----- INPUT

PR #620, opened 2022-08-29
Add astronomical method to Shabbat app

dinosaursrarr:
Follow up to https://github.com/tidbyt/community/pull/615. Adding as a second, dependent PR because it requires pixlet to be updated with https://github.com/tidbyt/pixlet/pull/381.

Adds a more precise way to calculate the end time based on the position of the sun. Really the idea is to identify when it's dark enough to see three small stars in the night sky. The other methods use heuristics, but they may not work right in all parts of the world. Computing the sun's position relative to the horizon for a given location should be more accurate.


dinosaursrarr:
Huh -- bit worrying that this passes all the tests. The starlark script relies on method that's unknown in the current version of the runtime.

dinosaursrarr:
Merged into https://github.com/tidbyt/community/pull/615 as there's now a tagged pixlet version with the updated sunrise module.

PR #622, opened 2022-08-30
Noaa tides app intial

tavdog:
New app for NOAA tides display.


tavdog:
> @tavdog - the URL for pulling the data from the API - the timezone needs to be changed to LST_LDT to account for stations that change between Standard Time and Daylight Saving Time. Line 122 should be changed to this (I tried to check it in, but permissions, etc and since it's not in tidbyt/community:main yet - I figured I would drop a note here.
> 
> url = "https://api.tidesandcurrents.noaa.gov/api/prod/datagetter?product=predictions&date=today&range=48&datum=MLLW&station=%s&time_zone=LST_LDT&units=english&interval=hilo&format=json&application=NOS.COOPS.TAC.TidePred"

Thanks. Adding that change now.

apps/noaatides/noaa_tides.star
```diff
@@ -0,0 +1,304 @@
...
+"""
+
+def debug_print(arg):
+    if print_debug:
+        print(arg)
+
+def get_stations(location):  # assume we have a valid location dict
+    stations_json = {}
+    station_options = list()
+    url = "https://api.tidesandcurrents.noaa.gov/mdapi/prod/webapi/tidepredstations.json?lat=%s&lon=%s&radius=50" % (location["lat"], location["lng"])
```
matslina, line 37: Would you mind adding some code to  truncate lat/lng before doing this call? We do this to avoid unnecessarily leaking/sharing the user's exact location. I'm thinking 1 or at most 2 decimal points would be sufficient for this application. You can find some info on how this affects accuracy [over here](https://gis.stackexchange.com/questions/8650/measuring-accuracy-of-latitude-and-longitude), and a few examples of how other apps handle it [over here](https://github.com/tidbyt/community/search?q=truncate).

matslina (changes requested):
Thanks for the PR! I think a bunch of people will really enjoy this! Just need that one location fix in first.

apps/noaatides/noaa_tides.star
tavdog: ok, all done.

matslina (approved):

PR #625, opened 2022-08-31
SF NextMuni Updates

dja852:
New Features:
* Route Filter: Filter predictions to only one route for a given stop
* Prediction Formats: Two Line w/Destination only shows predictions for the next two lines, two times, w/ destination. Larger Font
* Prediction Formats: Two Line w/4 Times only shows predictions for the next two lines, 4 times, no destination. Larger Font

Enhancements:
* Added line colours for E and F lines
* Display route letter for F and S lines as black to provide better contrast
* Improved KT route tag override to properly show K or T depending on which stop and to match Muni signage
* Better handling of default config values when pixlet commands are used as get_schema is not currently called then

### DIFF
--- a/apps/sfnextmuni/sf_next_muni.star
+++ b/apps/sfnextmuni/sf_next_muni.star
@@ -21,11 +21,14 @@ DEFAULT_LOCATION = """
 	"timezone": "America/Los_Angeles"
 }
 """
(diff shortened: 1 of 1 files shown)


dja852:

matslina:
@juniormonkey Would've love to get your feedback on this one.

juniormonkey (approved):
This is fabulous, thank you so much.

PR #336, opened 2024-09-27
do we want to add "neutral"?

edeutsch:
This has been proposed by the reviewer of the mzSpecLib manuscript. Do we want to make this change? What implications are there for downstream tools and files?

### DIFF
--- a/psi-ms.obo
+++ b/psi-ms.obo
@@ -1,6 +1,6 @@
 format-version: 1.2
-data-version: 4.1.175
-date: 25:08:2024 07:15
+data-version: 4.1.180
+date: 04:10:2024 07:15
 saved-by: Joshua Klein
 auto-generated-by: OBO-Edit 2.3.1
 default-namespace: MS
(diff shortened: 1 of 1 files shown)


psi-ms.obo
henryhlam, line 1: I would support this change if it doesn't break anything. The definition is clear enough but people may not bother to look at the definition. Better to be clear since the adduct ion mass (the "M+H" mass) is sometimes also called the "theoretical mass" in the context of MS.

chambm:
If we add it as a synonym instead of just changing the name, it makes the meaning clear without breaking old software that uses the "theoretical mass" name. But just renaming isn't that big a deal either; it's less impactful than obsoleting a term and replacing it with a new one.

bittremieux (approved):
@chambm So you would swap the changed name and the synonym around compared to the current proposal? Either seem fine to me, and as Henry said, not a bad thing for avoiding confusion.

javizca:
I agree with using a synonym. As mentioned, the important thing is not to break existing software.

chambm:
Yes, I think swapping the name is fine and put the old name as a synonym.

----------
----- INPUT

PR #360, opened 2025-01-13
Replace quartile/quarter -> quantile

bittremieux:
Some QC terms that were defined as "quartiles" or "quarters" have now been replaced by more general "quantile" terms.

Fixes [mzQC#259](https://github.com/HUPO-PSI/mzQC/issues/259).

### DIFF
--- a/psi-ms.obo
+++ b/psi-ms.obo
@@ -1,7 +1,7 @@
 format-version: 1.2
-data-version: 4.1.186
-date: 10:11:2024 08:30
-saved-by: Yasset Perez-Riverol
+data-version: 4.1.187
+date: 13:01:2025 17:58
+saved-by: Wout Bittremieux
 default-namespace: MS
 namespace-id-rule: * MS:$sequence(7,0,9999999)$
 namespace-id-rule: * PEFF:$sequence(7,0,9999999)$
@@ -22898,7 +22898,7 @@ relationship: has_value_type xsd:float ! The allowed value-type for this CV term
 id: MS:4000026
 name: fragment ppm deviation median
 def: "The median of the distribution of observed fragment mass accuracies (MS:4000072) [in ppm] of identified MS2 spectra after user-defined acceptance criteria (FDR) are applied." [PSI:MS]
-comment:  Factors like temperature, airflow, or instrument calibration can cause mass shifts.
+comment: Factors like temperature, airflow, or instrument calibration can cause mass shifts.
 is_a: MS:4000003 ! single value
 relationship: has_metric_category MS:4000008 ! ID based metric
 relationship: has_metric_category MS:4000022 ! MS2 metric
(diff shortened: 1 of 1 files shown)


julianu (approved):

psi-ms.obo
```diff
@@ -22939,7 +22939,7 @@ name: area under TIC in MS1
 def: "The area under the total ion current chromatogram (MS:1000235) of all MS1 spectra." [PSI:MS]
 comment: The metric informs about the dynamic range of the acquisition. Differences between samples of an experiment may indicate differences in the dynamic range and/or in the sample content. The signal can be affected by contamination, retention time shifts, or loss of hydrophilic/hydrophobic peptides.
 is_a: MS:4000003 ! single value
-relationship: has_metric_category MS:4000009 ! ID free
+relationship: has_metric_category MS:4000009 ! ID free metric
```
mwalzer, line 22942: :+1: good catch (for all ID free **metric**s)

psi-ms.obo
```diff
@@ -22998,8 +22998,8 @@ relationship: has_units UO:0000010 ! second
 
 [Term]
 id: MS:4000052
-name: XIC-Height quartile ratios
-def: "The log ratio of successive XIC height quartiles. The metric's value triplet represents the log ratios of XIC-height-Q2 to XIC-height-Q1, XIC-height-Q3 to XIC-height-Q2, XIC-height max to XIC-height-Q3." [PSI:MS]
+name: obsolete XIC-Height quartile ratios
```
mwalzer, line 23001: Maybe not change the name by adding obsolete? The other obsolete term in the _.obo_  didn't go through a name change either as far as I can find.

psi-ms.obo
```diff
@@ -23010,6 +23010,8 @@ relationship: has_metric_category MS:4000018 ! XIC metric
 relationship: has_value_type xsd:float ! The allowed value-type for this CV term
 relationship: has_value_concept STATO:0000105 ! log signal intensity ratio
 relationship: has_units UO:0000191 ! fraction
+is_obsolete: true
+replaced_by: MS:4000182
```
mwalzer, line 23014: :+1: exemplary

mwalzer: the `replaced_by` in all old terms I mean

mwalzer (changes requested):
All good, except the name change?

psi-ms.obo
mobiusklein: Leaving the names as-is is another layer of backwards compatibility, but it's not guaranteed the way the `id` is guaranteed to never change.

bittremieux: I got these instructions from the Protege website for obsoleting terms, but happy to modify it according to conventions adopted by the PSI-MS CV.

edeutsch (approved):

----------

## PROBLEM DETAILS
Only the lines containing "Larger" are needed; pull them out of the listing.

## REPLY
* Prediction Formats: Two Line w/Destination only shows predictions for the next two lines, two times, w/ destination. Larger Font
* Prediction Formats: Two Line w/4 Times only shows predictions for the next two lines, 4 times, no destination. Larger Font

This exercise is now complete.